This post assumes that you have a basic understanding of how Scrapy, a web scraping framework, works, discussing some lesser-known features. You can have an introduction to it in your documentation.
Extract links from a response, filtering by a specific pattern and following them is a common task that you will face when scraping a website.
As an example, suppose that you are scraping a store website and you want to process two different URLs:
- Product URLs to gather product details
- Category URLs to collect information about a category (e.g. number of items, subcategories, etc.) and/or more product URLs
We can implement our spider like the following:
class StoreSpider(scrapy.Spider):
name = "store"
start_urls = ["https://store.example.com/"]
def parse(self, response):
products = response.css('a.product::attr(href)')
for link in links:
yield scrapy.Request(link, callback=self.parse_product)
categories = response.css('a.category::attr(href)')
for link in links:
yield scrapy.Request(link, callback=self.parse_category)
def parse_product(self, response):
... # Code to parse a product
def parse_category(self, response):
... # Code to parse a category
Only anchor elements with CSS classes product
or category
are of our interest. We have a different parse
method based on the type of element being followed.
As soon you have more types of links and more complex rules to find them in the website response, your parsing methods will become more complicated and prone to have some code duplication.
For example, if inside your parse_category
you also want to find more products, more categories and also subcategories, you will need to duplicate some code such as:
class StoreSpider(scrapy.Spider):
name = "store"
start_urls = ["https://store.example.com/"]
# (...)
def parse_category(self, response):
# (...) Code to parse a category
products = response.css('a.product::attr(href)')
for link in links:
yield scrapy.Request(link, callback=self.parse_product)
categories = response.css('a.category::attr(href)')
for link in links:
yield scrapy.Request(link, callback=self.parse_category)
sub_categories = response.css('a.sub_category::attr(href)')
for link in links:
yield scrapy.Request(link, callback=self.parse_subcategory)
To avoid all this repeated code, Scrapy comes with generic spiders providing special functionality for common scraping cases.
A CrawlSpider
is a generic spider (inherited from the regular scrapy.Spider
class) that provides a mechanism for following links by defining a set of rules (just like we did in our previous example).
Instead of actively looking for each link in its response, iterating over the results, and sending a request for each one, we can use a declarative pattern by providing a list of Rule
objects with arguments that state which links we want to follow and what to do with the response.
Our previous spider can be rewritten as:
import scrapy
from scrapy.spiders import CrawlSpider, Rule
from scrapy.linkextractors import LinkExtractor
class StoreSpider(CrawlSpider):
name = "store"
start_urls = ["https://store.example.com/"]
rules = (
Rule(
LinkExtractor(restrict_css="a.product"),
callback=self.parse_product
),
Rule(
LinkExtractor(restrict_css="a.category"),
callback=self.parse_category
),
Rule(
LinkExtractor(
restrict_css=".pagination",
restrict_text="Next Page",
),
),
)
def parse_product(self, response):
... # Code to parse a product
def parse_category(self, response):
... # Code to parse a category
You may notice that we now have a rules
tuple.

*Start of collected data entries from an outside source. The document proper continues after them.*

PR #248, opened 2022-04-08
Fix state diffs.

rish987:
I'm pretty sure this was just a typo, but I'm not 100% up to speed yet so just making sure.

### DIFF
--- a/lua/lean/infoview.lua
+++ b/lua/lean/infoview.lua
@@ -254,11 +254,16 @@ function Infoview:__was_closed()
 end
 
 --- Retrieve the contents of the infoview as a table.
-function Infoview:get_lines(start_line, end_line)
+---@param start_line number
+---@param end_line number
+---@param diff boolean @whether to get lines from the diff renderer instead
+function Infoview:get_lines(start_line, end_line, diff)
   if not self.window then error("infoview is not open") end
   start_line = start_line or 0
   end_line = end_line or -1
-  return vim.api.nvim_buf_get_lines(self.info.__renderer.buf, start_line, end_line, true)
+  local buf = diff and self.info.__diff_renderer and self.info.__diff_renderer.buf
+    or self.info.__renderer.buf
+  return vim.api.nvim_buf_get_lines(buf, start_line, end_line, true)
 end
 
 --- Toggle this infoview being open.
@@ -362,7 +367,7 @@ function Info:__set_diff_pin(params)
       use_widgets = options.use_widgets,
       parent = self
     }
-    self.__diff_renderer.__element = self.__diff_pin.__element
+    self.__diff_renderer.element = self.__diff_pin.__element
     self.__diff_pin:__show_extmark(nil, 'leanDiffPinned')
   end
 
@@ -389,7 +394,7 @@ function Info:__clear_diff_pin()
   if not self.__diff_pin then return end
   self.__diff_pin:__teardown()
   self.__diff_pin = nil
-  self.__diff_renderer.__element = self.pin.__element
+  self.__diff_renderer.element = self.pin.__element
   self:render()
 end
 
--- a/lua/lean/infoview.lua
+++ b/lua/lean/infoview.lua
@@ -257,14 +257,20 @@ end
 --- Retrieve the contents of the infoview as a table.
 ---@param start_line number
 ---@param end_line number
----@param diff boolean @whether to get lines from the diff renderer instead
-function Infoview:get_lines(start_line, end_line, diff)
+function Infoview:get_lines(start_line, end_line)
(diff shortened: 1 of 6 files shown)


Julian:
Oy, are they totally broken at the minute? Any chance you care to attempt to add a test? Otherwise I can have a look.

lua/tests/infoview/pin_spec.lua
```diff
@@ -278,34 +283,44 @@ describe('infoview pins', helpers.clean_buffer('lean', dedent[[
         h37 : p
         ⊢ q ∨ p
       ]], vim.api.nvim_buf_get_name(0)))
```
rish987, line 285: (this was a duplicate assertion I believe)

lua/lean/infoview.lua
```diff
@@ -254,11 +254,16 @@ function Infoview:__was_closed()
 end
 
 --- Retrieve the contents of the infoview as a table.
-function Infoview:get_lines(start_line, end_line)
+---@param start_line number
+---@param end_line number
+---@param diff boolean @whether to get lines from the diff renderer instead
```
Julian, line 259: I'm not a fan of passing bools to functions. Can you make a separate `get_diff_lines` function, with a helper that both functions call if it indeed is needed?

lua/lean/infoview.lua
```diff
@@ -362,7 +367,7 @@ function Info:__set_diff_pin(params)
       use_widgets = options.use_widgets,
       parent = self
     }
-    self.__diff_renderer.__element = self.__diff_pin.__element
+    self.__diff_renderer.element = self.__diff_pin.__element
```
Julian, line 370: Can we instead keep this private and fix the place looking for it?

rish987: Do you mean to make `element` a private member of `BufRenderer`? (not sure I'm understanding correctly)

lua/lean/infoview.lua
rish987: Sounds good, what do you think about moving this to `helpers.lua` as well? Just did a search and looks like we're only using this for testing anyways.

Julian: So I think for now I've left it here because it's also useful interactively (and later programmatically for anything outside of this that wants to see what's in the infoview until we need a more structured way of passing data out of it), so it just seemed like decent API to expose even if it wasn't used internally. `get_diff_lines` seems less likely to be useful to end-users I suppose but if only for symmetry it seems fine to put here too to me.

lua/tests/helpers.lua
```diff
@@ -152,15 +152,18 @@ end
 assert:register('assertion', 'contents', has_buf_contents)
 
 --- Assert about the current infoview contents.
-local function has_infoview_contents(_, arguments)
-  local expected = dedent(arguments[1][1] or arguments[1])
-  local target_infoview = arguments[1].infoview or infoview.get_current_infoview()
-  local got = table.concat(target_infoview:get_lines(), '\n')
-  assert.are.same(expected, got)
-  return true
+local function has_infoview_contents(diff)
```
Julian, line 155: (Same here on boolean arguments, I'd prefer this was 2 separate functions which possibly call a helper function that does most of the work)

lua/tests/infoview/pin_spec.lua
Julian: In the original code it's meant to be a "guard assertion" -- meaning it was here so that if someone introduces a test before or after this one and doesn't realize tests are "dirty" and leak state from one to the other, this one should now fail in a more transparent way (by saying "the initial contents of the infoview are different than expected"). But let me know if you still think it looks duplicated, I didn't fully think about how useful the guard is here.

lua/lean/infoview.lua
Julian: So, I don't like doing `foo.bar = something` from outside of `foo`, I prefer immutable (or really persistent) objects which don't have their attributes changed over their lifetimes. We don't have that now, so we do need to do this in places, but if we do do this I'd like it to be to private attributes so it's even more clear it's something intended for change. Even better would be if we could create `__diff_renderer` here in the first place rather than having an existing one and mutating one of its attributes. Not sure if that's feasible or not or if there's a reason it needs to exist before this point in `Info`'s lifecycle.

I can look closer though if the above is more confusing than helpful (which it may be...).

rish987: Just made it so that we use an element wrapper on top of the diff pin element, so we only need to modify its children (via a public function) similarly to how we currently do for the pins element. Let me know if it looks any better now.

Julian:
Merging after some minor tweaks, thanks for the fix (and sorry it broke).

PR #250, opened 2022-04-15
Add helper for better test synchronization.

rish987:
ISTM that, rather than synchronizing with `wait_for_infoview_contents(...)` to wait for the contents to match after a pin update, we can instead just wait until the infoview's pins are no longer loading or processing. I've only ported `pin_spec.lua` for now as a proof-of-concept, just wanted to first make sure we agree that this is a better way of doing this before going ahead with the full port.

### DIFF
--- a/lua/lean/infoview.lua
+++ b/lua/lean/infoview.lua
@@ -707,7 +707,6 @@ function Pin:__started_loading()
   if self.loading then return false end
   self.loading = true
   self.__element:set_children{ self.__data_element }
-  self:__render_parents()
   return true
 end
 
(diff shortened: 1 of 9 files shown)


Julian:
Nice. This definitely looks nicer -- though can it be even nicer if it's just done in `assert.infoview_contents` automatically?

Julian:
@rish987 this looks really nice I think, and more reliable! Going to merge immediately I think. I saw you said you had more in mind, obv send a follow-up with anything else? And well done as usual this is great.

rish987:
Yeah it's still going to be a bit flaky since the fileProgress notifications seemed unreliable in Lean 3 (sometimes the infoview would get data before we got a single notification). Will follow up on it.

Julian:
Ah, fun, ok, well it still seems in my unscientific tests to pass more often than before, so progress...

Issue #252, opened 2022-04-19
Make it easier to notice when a document is still processing for diagnostics


Julian:
Right now, running e.g. `vim.diagnostic.goto_next()` will silently succeed if the file is still processing (and therefore has no diagnostics).

I'm not sure we can fully hook into doing this, but it might be nice if there was an easy way to have things fail until/unless the document is fully processed, as I (and probably others) sometimes use `vim.diagnostic.goto_next` as a poor-man's "is there anything to fix in this file".

Julian:
Ok erroring I think is indeed not possible without a wrapper but the obvious solution here is probably to just set a diagnostic at the top of the processing region (and move/remove it as processing continues).

PR #253, opened 2022-04-28
Show file progress as a diagnostic while it occurs.

Julian:
Helps make sure someone using e.g. vim.diagnostic.goto_next
notices that the file isn't ready yet.

Closes: https://github.com/Julian/lean.nvim/issues/252


Julian:
(The tests seem a bit flaky again locally, will investigate, but pinging the both of you in case you have an opinion on how well this works for you.)

lua/lean/_util.lua
```diff
@@ -12,6 +12,20 @@ function M.tbl_repeat(value, times)
...
 
+--- Fetch the diagnostics for all Lean LSP clients from the current buffer.
+function M.lean_lsp_diagnostics(opts, bufnr)
+  bufnr = bufnr or 0
+  opts = opts or {}
+  local diagnostics = {}
+  for _, client in pairs(vim.lsp.buf_get_clients(bufnr or 0)) do
+    if client.name:match('^lean') then
+      opts.namespace = vim.lsp.diagnostic.get_namespace(client.id)
+      vim.list_extend(diagnostics, vim.diagnostic.get(0, opts))
```
rish987, line 23:
```suggestion
      vim.list_extend(diagnostics, vim.diagnostic.get(bufnr, opts))
```

Julian: Nice catch, I'd just noticed this myself, fixing, but first fighting with trying to get `vim.tbl_map` to do what I want.

Julian: (Spoiler: I gave up.)

lua/lean/_util.lua
```diff
@@ -12,6 +12,19 @@ function M.tbl_repeat(value, times)
...
 end
 
+--- Fetch the diagnostics for all Lean LSP clients from the current buffer.
+function M.lean_lsp_diagnostics(opts, bufnr)
+  opts = opts or {}
+  local diagnostics = {}
+  for _, client in pairs(vim.lsp.buf_get_clients(bufnr)) do
+    if client.name:match('^lean') then
+      opts.namespace = vim.lsp.diagnostic.get_namespace(client.id)
+      vim.list_extend(diagnostics, vim.diagnostic.get(bufnr, opts))
```
rish987, line 22:
```suggestion
      vim.list_extend(diagnostics, vim.diagnostic.get(bufnr or 0, opts))
```
I think you need an explicit first parameter for the second to be considered.

lua/lean/_util.lua
rish987: Huh, what exactly was the issue?

lua/lean/_util.lua
Julian: Thanks!

rish987:
LGTM as well, thank you! Yeah the tests in general need some work (I've been busy reading lately but will get back to #250 soon).

lua/lean/_util.lua
Julian: I couldn't get the tests to pass after changing to:

```lua
function M.lean_lsp_diagnostics(opts, bufnr)
  bufnr = bufnr or 0
  opts = opts or {}
  return vim.tbl_flatten(vim.tbl_map(function(client)
    if not client.name:match('^lean') then return {} end
    opts.namespace = vim.lsp.diagnostic.get_namespace(client.id)
    return vim.diagnostic.get(bufnr, opts)
  end, vim.lsp.buf_get_clients(bufnr)))
end
```

and got fed up fighting with Lua.

PR #258, opened 2022-05-19
Go-to-definition in Lean 4 widgets

gebner:
Depends on https://github.com/leanprover/lean4/pull/1157


lua/lean/infoview.lua
```diff
@@ -35,6 +35,9 @@ local options = {
     mappings = {
       ['K'] = 'click',
       ['<CR>'] = 'click',
+      ['gd'] = 'go_to_def',
+      ['gD'] = 'go_to_decl',
+      ['gt'] = 'go_to_type',
```
Julian, line 40: `gt` is a somewhat useful existing mapping ([for `:tabnext`](https://neovim.io/doc/user/tabpage.html#gt)). `gy` is unused and maybe a good alternative if we don't want to relegate this to `<localleader>`.

Julian (commented):
Nice!

gebner:
> heading to toZero : Zero M₀, on Zero, gd and gt do nothing

You should be able to `gd` on `Zero.zero`.  Any function application, like `Zero M₀`, [doesn't work yet](https://github.com/leanprover/lean4/pull/1157#issuecomment-1131498587).

Julian:
Ah sorry, I misread that comment previously. Got it, thanks.

PR #576, opened 2021-06-22
GSNGM-516: Mouse pointer visualization - Integrate the JS code to send information to hotjar

b4l:


gberaudo (commented):
@b4l, shouldn't it be enabled only after the user has given its consent?

b4l:
> @b4l, shouldn't it be enabled only after the user has given its consent?

That seems fair!

gberaudo (approved):

PR #578, opened 2021-06-29
Show legend and geocat link in a popup

fredj:


fredj:
The remove button in the displayed layers doesn't work anymore (working locally)

src/elements/ngm-layer-legend-container.js
```diff
@@ -0,0 +1,24 @@
...
+
+  showLegend(config) {
+    console.assert(config.layer);
+    const legendId = `legend_for_${config.layer}`;
+    if (!this.querySelector('#' + legendId)) {
+      const element = document.createElement('ngm-layer-legend');
+      element.id = legendId;
+      element.config = config;
+      element.addEventListener('close', event => event.target.remove());
+      this.appendChild(element);
```
gberaudo, line 14: It looks strange to do DOM manipulations manually. I would have rather expected the component to maintain a list of "element configs", rendered by lit in the render function.

gberaudo (approved):

src/elements/ngm-layer-legend-container.js
fredj: you're absolutely right; what do you think of 9e9c41b435691926dbe5c9c676d68ed8204ea408 ?

eleu:
I found two issues while testing on the review URL:
- I only get the legend image for "Temperatures - Depth (500mBGL)", for all the others I only have the geocatID. In the Jira issue, the specification contains adding the legend images for all layers in the "Geoenergy" section.
- I get the french legend image although I'm in English / German.

PR #588, opened 2021-07-19
Use solid color for mantel

fredj:


gberaudo (approved):

eleu (approved):
thanks, the color is confirmed by swisstopo as well, so ready to merge also from the PO side!

PR #592, opened 2021-07-28
Set transparent underground color if camera is underground

b4l:


src/viewer.js
```diff
@@ -194,6 +194,14 @@ export function setupViewer(container, rethrowRenderErrors) {
   viewer.scene.postProcessStages.add(fog);
   scene.postRender.addEventListener(scene => {
     fog.enabled = scene.cameraUnderground;
+
+    if (scene.cameraUnderground) {
```
gberaudo, line 198: The condition looks suspicious. Aren't the `undergroundColor*` properties applying only when underground?

b4l: This was from some specific example in the sandcastle. It works perfectly by just setting the globe properties and let cesium do the rest.

vladyslav-tk (approved):

PR #595, opened 2021-08-09
Fix adding layer from search

vladyslav-tk:


gberaudo (approved):
LGTM. In addition, could you rename layer -> layername in this function?

PR #621, opened 2021-09-21
Add basic e2e testing

b4l:


cypress/tsconfig.json
```diff
@@ -0,0 +1,8 @@
+{
+  "compilerOptions": {
+    "target": "es5",
```
gberaudo, line 3: I guess you should not target es5. Maybe es2017 would be good.

cypress/integration/sample_spec.ts
```diff
@@ -0,0 +1,5 @@
+describe('The Home Page', () => {
+  it('sucessfully loads', () => {
+    cy.visit('/');
```
gberaudo, line 3: Could you had one basic check like there is some DOM element we know should be there or something more cool like checking Cesium globe loaded.

b4l: Added declining the tracking consent.

Unfortunately i think what takes long is not DOM but content, also the page has infinite reloads in the cypress test environment and requires a hard coded wait to execute the test more stable.

cypress/tsconfig.json
b4l: Done!

cypress/integration/sample_spec.ts
gberaudo: Hmm, I see. Definitely not something to enable in CI then.
Maybe Cypress is not completly ready for us yet.

gberaudo (approved):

Each Rule
is assigned a LinkExtractor
object that defines how (and which) links will be extracted from each page.
In addition, we have a callback
, which tells us which parse method should be used to process the return of the request from each of these links.
Given that rule as example:
Rule(
LinkExtractor(restrict_css="a.product"),
callback=self.parse_product
)
It extracts all the links with the CSS class product
, requests them and processes the response in the spider’s method parse_product
.
The following Rule
extracts only links with the CSS class equal to next
, but that contains the text Next Page
on it. So <a class="next" href='https://store.example.com/page/2'>Next Page</a>
will be extracted, but <a class="next" href='https://store.example.com/events/'>Future Events</a>
will not.
Rule(
LinkExtractor(
restrict_css="a.next",
restrict_text="Next Page",
),
),
Notice that we don’t have a callback
provided for this Rule
. If you don’t provide one, the link will still be requested and the response will be parsed using all the rules
we have to find more links to follow.
You can see more ways to filter the links you want to extract in Link Extractor documentation.
Using CrawlSpider
avoids some complexities in our parsing methods, keeping them focused only on how to scrape data into a page response, leaving the task of crawling the website (i.e., finding the following links) to a more declarative, easier-to-read and understand pattern.